Avec l'appui de la Caisse de dépôt et placement du Québec, d'Investissement Québec, du Fonds de solidarité de la FTQ et des marchands affiliés et franchisés, le PDG consolide sa minorité de blocage. C'est ce qui permettra d'empêcher une première tentative d'achat de Lowe's en 2012.

Les Américains reviendront cependant à la charge en 2016. À ce moment, tous les obstacles qui avaient empêché la transaction de se conclure en 2012 ont disparu. Robert Dutton a été congédié, le conseil d'administration est désormais contrôlé par une majorité d'Ontariens et la minorité de blocage s'est écroulée parce qu'Investissement Québec a revendu son bloc d'actions représentant neuf pour cent de Rona. Une décision que ne s'explique pas Robert Dutton.

«Il apparaît invraisemblable que son démantèlement en 2015 soit le résultat fortuit d'une »décision de placement«, effectuée sur une base purement financière», déplore-t-il en laissant sous-entendre que le gouvernement du Québec et la Caisse de dépôt et placement étaient au courant de cette décision et de son impact sur l'avenir du fleuron québécois.

«On n'est pas dans un scénario du »oups!
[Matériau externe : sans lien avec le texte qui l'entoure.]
PR #1832, opened 2023-09-18
Graphing Support for Matplotlib

Alek99:
Code for testing:
```python 
import reflex as rx
import altair as alt
import numpy as np
import pandas as pd
from bokeh.plotting import figure
import matplotlib.pyplot as plt

#Altair
# Compute x^2 + y^2 across a 2D grid
x, y = np.meshgrid(range(-5, 5), range(-5, 5))
z = x ** 2 + y ** 2

# Convert this grid to columnar data expected by Altair
chart_data = pd.DataFrame(
    np.random.randn(20, 3),
    columns=['a', 'b', 'c'])

chart = alt.Chart(chart_data).mark_circle().encode(
    x='a', y='b', size='c', color='c', tooltip=['a', 'b', 'c'])


#Bokeh
# prepare some data
x = [1, 2, 3, 4, 5]
y = [4, 5, 5, 7, 2]
p = figure(width=350, height=250)
circle = p.circle(x, y, fill_color="red", size=15)


# Matplotlib
np.random.seed(19680801)
fig, ax = plt.subplots()
for color in ['tab:blue', 'tab:orange', 'tab:green']:
    n = 750
    x, y = np.random.rand(2, n)
    scale = 200.0 * np.random.rand(n)
    ax.scatter(x, y, c=color, s=scale, label=color,
               alpha=0.3, edgecolors='none')
ax.legend()
ax.grid(True)

                      
class State(rx.State):
    pass


def index():
    return rx.vstack(
        rx.altair( 
            fig=chart 
        ),
        rx.bokeh(
            fig=p
        ),
        rx.pyplot(
            fig=fig
        ) 
    )
 
 
app = rx.App()
app.add_page(index)
app.compile()     
```


Alek99:
Resolving some dependency conflicts, in the pyproject.toml, but code is ready for review

Alek99:
Another thing to consider with this pr is I introduced another dependency to make the matplotlib graphs interactive mpld3. 

It is possible to support matplotlib without this but the charts would serialize to images which wouldn't be interactive to the end user. I'm open to going with this approach as well but I found the interactive charts to be a nice touch.

reflex/components/graphing/altair.py
```diff
@@ -0,0 +1,54 @@
...
+class Altair(Box):
+    """Display an Altair chart.
+
+    This component takes an Altair chart as input and renders it within a Box layout component.
+    """
+
+    # The figure to display.
+    fig: Var[Chart]
+
+    # The HTML to render.
```
picklelo, line 25: We shouldn't expose this prop to the user

reflex/components/graphing/altair.py
```diff
@@ -0,0 +1,54 @@
...
+    dangerouslySetInnerHTML: Any
+
+    def _render(self) -> Tag:
+        """Render the Altair chart as HTML and set it as the inner HTML of the Box component.
+
+        Returns:
+            The rendered component.
+        """
+        self.dangerouslySetInnerHTML = {"__html": self.fig}
+        return super()._render().remove_props("fig")
```
picklelo, line 35: Instead, here we can do `super()._render().add_props(dangerously_set_inner_HTML={"__html": self.fig}).remove_props("fig")`

picklelo (commented):
Code works for me!
* Let's not expose the HTML prop for these components, and just set them internally. That way they won't show up in the docs, etc.
* Can we add some basic tests to make sure the serialization is working

Alek99:
This may be a result of flaky ci something with tailwind test failing

reflex/components/__init__.py
```diff
@@ -15,17 +15,6 @@
 from .overlay import *
 from .typography import *
 
-# Add the convenience methods for all the components.
```
picklelo, line 18: I think we can actually bring this back now and remove the manually listing of every component since we have the `.pyi` files. But we can bring that in another PR, can we add this comment back for now?

picklelo (commented):
Can we add some unit tests for the matplotlib?

reflex/components/__init__.py
Alek99: Ticket made will uncomment it https://github.com/reflex-dev/reflex/issues/1865#issue-1910493391

Alek99:
> Hi there,
> 
> Thank you for all your work and contributions to Reflex. I am very excited to have Matplotlib support in a future release.
> 
> One question, ¿Does events like **'button_press_event'** or **'motion_notify_event'** will be supported?

Hello! Are these matplot lib specific things? I am not too familiar with it

LuisOlivaresJ:
HI,

[Here](https://matplotlib.org/stable/users/explain/figure/event_handling.html) you can see a list of available events.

Je viens de démanteler une minorité de blocage, je n'ai pas fait exprès!«», ironise l'ex-PDG qui aura dirigé Rona durant 20 ans.

S'il reconnaît que ce n'est pas nécessairement le mandat d'Investissement Québec de conserver une participation aussi importante dans une entreprise inscrite en bourse, M. Dutton croit que le gouvernement aurait pu faire les démarches pour trouver des investisseurs intéressés par la relance de Rona.

Robert Dutton garde l'impression que ni le conseil d'administration (contrôlé par des Ontariens), ni la Caisse de dépôt, ni Investissement Québec, ni le gouvernement n'étaient intéressés à poursuivre la relance de RONA. «Cette volonté a fait défaut», conclut-il.

Une flèche au PQ

Dans son récit des événements, Robert Dutton revient sur la saga entourant le défunt ministre libéral Jacques Daoust qui lui avait affirmé «je ne veux plus entendre parler de Rona», alors même qu'il était président d'Investissement Québec.

Il règle aussi certains comptes avec le président et chef de la direction de la Caisse de dépôt et placement du Québec, Michael Sabia, qui serait le véritable responsable de son congédiement.

Toutefois, on apprend aussi que le Parti québécois aurait indirectement joué un rôle dans l'éventuelle vente de Rona en restant impassible face à la prise de contrôle du conseil d'administration par une majorité d'Ontariens.

Au chapitre 21 du livre publié aux Éditions Origo, M. Dutton explique que la Caisse de dépôt et un important investisseur, Invesco, ont conclu une entente pour apporter des changements au conseil d'administration de Rona.

Ces modifications ont fait en sorte d'ajouter deux sièges pour passer de 12 à 14 administrateurs et de faire entrer huit nouveaux administrateurs. Il ne restait donc plus que six anciens, qui se retrouvaient minoritaires.

«Le contrôle du conseil passe clairement aux mains des Ontariens avec une majorité d'anglophones et tout ça pendant (que) le gouvernement du Québec est entre les mains du Parti québécois. Où étaient Madame (Pauline) Marois et Monsieur (Nicolas) Marceau, alors ministre des Finances? Ont-ils approuvé ces changements», s'interroge l'homme d'affaires.